In JLA Trapped in Time, Dawnstar is described to have powers fueled by "light energy" which is what ultimately enables them to defeat Time Trapper.

==Other versions==
- Several alternate universe versions of Dawnstar appear in Legion of Super-Heroes (vol. 4) #105.
- An ancestor of Dawnstar, known as Wildstar is a member of the 21st-century hero team R.E.B.E.L.S., and has the combined powers of Dawnstar and Wildfire.
- Dawnstar appears in DC Bombshells.

==In other media==
===Television===
Dawnstar makes a cameo appearance in the Legion of Super Heroes (2006) episode "Dark Victory".

===Film===
- Dawnstar appears in JLA Adventures: Trapped in Time, voiced by Laura Bailey.
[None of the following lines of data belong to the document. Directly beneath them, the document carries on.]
PR #11430, opened 2018-08-08
bug 1613765 updating openshift_hostname information

kalexand-rh:
https://bugzilla.redhat.com/show_bug.cgi?id=1613765

### DIFF
--- a/install/prerequisites.adoc
+++ b/install/prerequisites.adoc
@@ -397,9 +397,6 @@ the router will be deployed:
 *.cloudapps.example.com. 300 IN  A 192.168.133.2
 ----
 
-When referencing nodes that are not integrated with a cloud provider, use
-the host names that the output of the `hostname` command on each node.
-
 [WARNING]
 ====
 In your *_/etc/resolv.conf_* file on each node host, ensure that the DNS server
@@ -407,6 +404,44 @@ that has the wildcard entry is not listed as a nameserver or that the wildcard
 domain is not listed in the search list. Otherwise, containers managed by
 {product-title} might fail to resolve host names properly.
 ====
+
+[[node-hostnames-prereq]]
+==== Configuring Node Host Names
+
+When you set up a cluster that is not integrated with a cloud provider, you must
+correctly set your nodes' host names. Each node's host name must be resolvable,
+and each node must be able to reach each other node. 
+
+To confirm that a node can reach another node:
+
+. One one node, obtain the host name:
++
+----
+$ hostname
+
+master-1
+----
+
+. On that same node, obtain the fully qualified domain name of the host:
++
+----
+$ hostname -f
+
+master-1.example.com
+----
+
+. From a different node, confirm that you can reach the first node:
++
+----
+$ ping master-1 -c 1
+
+PING master-1.example.com (172.16.122.9) 56(84) bytes of data.
+64 bytes from master-1.example.com (172.16.122.9): icmp_seq=1 ttl=64 time=0.319 ms
+
+--- master-1.example.com ping statistics ---
+1 packets transmitted, 1 received, 0% packet loss, time 0ms
+rtt min/avg/max/mdev = 0.319/0.319/0.319/0.000 ms
+----
 
 [[prereq-network-access]]
 === Network Access Requirements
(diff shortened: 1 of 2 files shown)


install/prerequisites.adoc
```diff
@@ -390,9 +390,8 @@ the router will be deployed:
 *.cloudapps.example.com. 300 IN  A 192.168.133.2
 ----
 
-In almost all cases, when referencing VMs you must use host names, and the host
-names that you use must match the output of the `hostname -f` command on each
-node.
+When referencing VMs, use the host names that the output of the `hostname -f`
```
juanluisvaladas: Why specifically VMs? I don't think there's a difference with physical hosts. "nodes that aren't integrated with a cloud provider" is probably a more precise term

kalexand-rh: The docs specifically refer to VMs in other places: https://docs.openshift.com/container-platform/3.10/install/prerequisites.html#overriding-detected-ip-addresses-host-names

I need to get more info about this change, but I'll try to get feedback from QE on this point. Thanks!

kalexand-rh:
This should still be valid for master, 3.10, and 3.11. There are additional steps that you must take during 3.9-3.10 upgrade if you use this parameter. Those changes are here: https://github.com/openshift/openshift-docs/pull/12539

@jianlinliu, do you think there are any other changes that apply to 3.10 and 3.11?

install/prerequisites.adoc
jianlinliu: Agree, here should not be specifically VMs. 
But the following description is not right. `hostname` == `hostname -f` is not a must or a prerequisites, especially for fresh install. In QE's past testing, in our cluster,  `hostname` is always not equal to `hostname -f`, everything is going well. Of course, if user could assure `hostname` == `hostname -f` would be reduce ratio of hitting some strange issue as much as possible.

jianlinliu:
QE is still verifying related bug for the newly openshift-ansible change, once we completed bug verification, will have a final review here.

install/prerequisites.adoc
```diff
@@ -397,9 +397,8 @@ the router will be deployed:
 *.cloudapps.example.com. 300 IN  A 192.168.133.2
 ----
 
-In almost all cases, when referencing VMs you must use host names, and the host
-names that you use must match the output of the `hostname -f` command on each
-node.
+When referencing nodes that are not integrated with a cloud provider, use
```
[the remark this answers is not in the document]
kalexand-rh: @jianlinliu, I think that's completely fair. Thanks! I'm adding a new commit to capture your suggestions - will you PTAL?

install/prerequisites.adoc
```diff
@@ -408,6 +405,44 @@ domain is not listed in the search list. Otherwise, containers managed by
...
+and each node must be able to reach each other node. 
+
+To confirm that a node can reach another node:
+
+. One one node, obtain the host name:
++
+----
+$ hostname
+
+master-1
```
juanluisvaladas: Since when? We've had **a lot** of issues regarding certificates not having the fqdn as a subject alternative name and connecting to them using the fqdn, or having only the fqdn in the alt names and services connecting to them using only the shortname.

This has been a mess, particuarly with the etcd_hostname variable. Not only it has been problematic, but also the vast majority of our customers have the ```hostname``` as the fqdn

juanluisvaladas: I understand it can return both the short name or the fqdn. I mean this implies hostname **must** return the shortname, and not only this is not necessary but also it's problematic.

We've had a lot of support cases related to having shortname  in a place and fqdn in anohter. I would say we should document hostname returning the fqdn as a best practice.

jianlinliu: Okay, I am fine with document hostname returning the fqdn as a best practice.

kalexand-rh:
@jianlinliu, @juanluisvaladas, is this what you wanted?

juanluisvaladas:
@kalexand-rh yes, thank you very much. I'm pretty sure this will save a lot of trouble in the long run.

kalexand-rh:
Great! I'll wait for @jianlinliu to confirm and get this live tomorrow. Thank you both. :)

jianlinliu:
LGTM.

kalexand-rh:
Thank you! Merging. :)

PR #11432, opened 2018-08-08
bug 1610348 moving openshift-ansible update command

kalexand-rh:
https://bugzilla.redhat.com/show_bug.cgi?id=1610348

@jiajliu, PTAL


kalexand-rh:
This change was approved in the source bug.

PR #11448, opened 2018-08-09
Fix space and unicode quotes in oc annotate command

cben:
1. unicode quotes “ U+201C, ” U+201D will not work in a shell command
2. `oc annotate` takes `name=value` in a single argument, not `name=` and separate `value`.


vikram-redhat:
lgtm. I will merge.

PR #11449, opened 2018-08-09
Switch to oc set env/volume, since oc env/volume is now removed

soltysh:
In openshift/origin#20139 I removed oc env and oc volume, this PR updates the ansible not to use them anymore.

This is 3.11 item.

@adellape ptal


vikram-redhat:
@bmcelvee - PTAL.

bmcelvee:
LGTM :star: 

All associated PRs are merged.

PR #11451, opened 2018-08-09
admin guide - note: not all net.* syscts are namespaced

stlaz:
Related to: https://github.com/openshift/origin/issues/20470

### DIFF
--- a/admin_guide/sysctls.adoc
+++ b/admin_guide/sysctls.adoc
@@ -52,7 +52,19 @@ The following sysctls are known to be namespaced:
 - *_kernel.msg*_*
 - *_kernel.sem_*
 - *_fs.mqueue.*_*
-- *_net.*_*
+
+Additionally, most of the sysctls in the *_net.*_* group are known
+to be namespaced. Their namespace adoption differs based on the kernel
+version and distributor.
+
+To check which *_net.*_* sysctls are namespaced on your system, run the
+following command:
+
+----
+$ podman run --rm -ti docker.io/fedora \
+    /bin/sh -c "dnf install -y findutils && find /proc/sys/ \
+    | grep -e /proc/sys/net"
+----
 
 Sysctls that are not namespaced are called _node-level_ and must be set
 manually by the cluster administrator, either by means of the underlying Linux


kalexand-rh:
@stlaz, you said that you could run something like 
```
$ docker run --rm -ti fedora /bin/sh -c "dnf install -y findutils && find /proc/sys/" | grep -e "\/proc\/sys\/net\/core"
```
to check. Can we make that command generic and explain what you'd modify to suit your os?

admin_guide/sysctls.adoc
```diff
@@ -54,6 +54,13 @@ The following sysctls are known to be namespaced:
 - *_fs.mqueue.*_*
 - *_net.*_*
 
+[NOTE]
```
kalexand-rh: Instead of a note, I'd say something like,

```
Additionally, some of the sysctls in the *_net.*_* group are known to be namespaced.

To confirm which sysctls are namespaced for your kernel, run the following command:

----
$ command with variables
----

In this command:
* <variable> is ____
* <variable> is ____
```

kalexand-rh (commented):
@stlaz, could something like this work?

stlaz:
I'll add the proposed changes. Generally, it's claimed that `net.*` is namespaced, but both the referenced issue and the upstream discussions prove otherwise.

kalexand-rh:
Thank you!

@stuartchuan, will you PTAL?

tmorriso-rh:
LGTM

stuartchuan:
@wjiangjay would you PTAL?

kalexand-rh:
@wjiangjay will you PTAL?

kalexand-rh:
@wjiangjay will you PTAL?

admin_guide/sysctls.adoc
```diff
@@ -52,7 +52,19 @@ The following sysctls are known to be namespaced:
...
+to be namespaced. Their namespace adoption differs based on the kernel
+version and distributor.
+
+To check which *_net.*_* sysctls are namespaced on your system, run the
+following command:
+
+----
+$ podman run --rm -ti fedora \
+    /bin/sh -c "dnf install -y findutils && find /proc/sys/" \
+    | grep -e "/proc/sys/net"
```
wjiangjay: Will got `Error: Failed to synchronize cache for repo 'updates'` with `--net host`.

And better make grep command in the shell command like:
`podman run --net host --rm -ti fedora     /bin/sh -c "dnf install -y findutils && find /proc/sys/ |  grep -e /proc/sys/net"`

wjiangjay:
Sorry for the late

admin_guide/sysctls.adoc
wjiangjay: Another thing is that we better not make any assumption for images,
means better user qualified for container image name:
`podman run --net host --rm -ti docker.io/fedora /bin/sh -c "dnf install -y findutils && find /proc/sys/ | grep -e /proc/sys/net"`

stlaz: You can't use `--net host` as that would make additional sysctls appear.

I don't really see a reason why `--net host` should change anything about the `Error: Failed to synchronize cache for repo 'updates'` message, except for maybe firewall blocking your containers connecting to internets?

I'll add the grep to the `bach -c` command, that's a good improvement, thanks.

kalexand-rh:
@wjiangjay, no worries. Does this change look good to you now?

wjiangjay:
LGTM now

kalexand-rh:
Thanks! I'm applying this between 3.9 and 3.11.

PR #11467, opened 2018-08-09
Clarify s2i Secrets/ConfigMap Behavior

adambkaplan:
When Secrets and ConfigMaps are added to an s2i build, the `destinationDir` is created if it does not exist.

Bug [1613744](https://bugzilla.redhat.com/show_bug.cgi?id=1613744)

### DIFF
--- a/dev_guide/builds/build_inputs.adoc
+++ b/dev_guide/builds/build_inputs.adoc
@@ -853,9 +853,9 @@ respective `destinationDir`. If you left `destinationDir` empty, then the
 secrets are placed in the working directory of the builder image.
 
 The same rule is used when a `destinationDir` is a relative path; the secrets
-are placed in the paths that are relative to the image's working directory. The
-`destinationDir` must exist or an error will occur. No directory paths are
-created during the copy process.
+are placed in the paths that are relative to the image's working directory.
+The final directory in the `destinationDir` path is created if it does not exist in the builder image.
+All preceding directories in the `destinationDir` must exist, or an error will occur.
 
 [NOTE]
 ====


dev_guide/builds/build_inputs.adoc
```diff
@@ -854,8 +854,8 @@ secrets are placed in the working directory of the builder image.
 
 The same rule is used when a `destinationDir` is a relative path; the secrets
 are placed in the paths that are relative to the image's working directory. The
-`destinationDir` must exist or an error will occur. No directory paths are
-created during the copy process.
+parent directory of `destinationDir` must exist or an error will occur. 
+Only the `destinationDir` is created during the copy process.
```
bparees: "parent directory of destinationDir" doesn't sound quite right.

A few scenarios we need to make sure we understand:

1) /etc/nonexistent1/nonexisting2

2) /etc/nonexistent

3) /etc/existing

4) ./existing/nonexisting

5) ./nonexisting1/nonexisting2

6) ./existing/nonexisting

7) ./existing

I suspect what really needs to be said is "only the final path segment of "destinationDir" will be created, the parent tree must exist".  And then we need to confirm what happens if the entire tree(including the final segment) already exists.

xiuwang: absolute paths:
1. -     /etc/nonexistent1/nonexisting2    -- build fail, only creates nonexistent1 dir.
2. -     /etc/nonexistent                            -- will create /etc/nonexistent dir.
3. -     /etc/existing                                  --  only do copying operation.
relative paths:
1.     ./existing/nonexisting1/nonexistin2    -- build fail, only creates nonexistent1 dir.
2.     ./nonexisting                                      --  ./nonexisting created
3.     ./existing                                            -- only copy
If the entire tree(including the final segment) already exists, just copy cm/secret to destinationdir.

dev_guide/builds/build_inputs.adoc
```diff
@@ -853,9 +853,9 @@ respective `destinationDir`. If you left `destinationDir` empty, then the
 secrets are placed in the working directory of the builder image.
 
 The same rule is used when a `destinationDir` is a relative path; the secrets
-are placed in the paths that are relative to the image's working directory. The
-`destinationDir` must exist or an error will occur. No directory paths are
-created during the copy process.
+are placed in the paths that are relative to the image's working directory.
+The `destinationDir` is created if it does not exist in the builder image.
+However, the parent directory of `destinationDir` must exist or an error will occur.
```
bparees: i still find this phrasing confusing.  "destinationDir" is the name of the field, so "./foo/bar" is the destinationDir.  The parent dir is whatever "." is.

Since "foo/bar" won't be created if they don't exist (only "foo" will be created), it sounds like the behavior (for both relative and absolute paths) is:

"If the final directory in the destinationDir path does not exist, it will be created.  If any other directory in the destinationDir path does not exist, the build will fail"

right?

bparees:
lgtm

bmcelvee:
LGTM

@xiuwang do you need to review before we merge?

xiuwang:
LGTM

PR #11484, opened 2018-08-09
Bug 1566438, added suggestion to validate storage before upgrading

ahardin-rh:
https://bugzilla.redhat.com/show_bug.cgi?id=1566438

@sdodson PTAL. Thanks!

PR #11505, opened 2018-08-10
Adding suggestion to validate storage before upgrading 3.10+

ahardin-rh:
Related work: https://github.com/openshift/openshift-docs/pull/11484


ahardin-rh:
QE verified in the BZ

PR #11511, opened 2018-08-12
updated label for tagging resources

### LINKED ISSUE #11504: [enterprise-3.10] Edit suggested in file install_config/configuring_aws.adoc
* Permissions
* Labeling Clusters for AWS

### What needs fixing?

This version possesses additional photokinetic and healing abilities.
- Dawnstar makes a cameo appearance in Justice League vs. the Fatal Five.
- Dawnstar appears in films set in the Tomorrowverse, voiced by Cynthia Hamidi.'
  - Introduced in Legion of Super-Heroes (2023), this version is a student at the Legion Academy.
  - Dawnstar appears in Justice League: Crisis on Infinite Earths (2024). Due to a temporal paradox, she and the Legion of Super-Heroes vanish as their future ceases to exist.

===Miscellaneous===

- Dawnstar appears in Legion of Super Heroes in the 31st Century.
- Dawnstar appears in Smallville Season 11.

==See also==

- Nelvana of the Northern Lights - an early superhero of North American Indigenous heritage.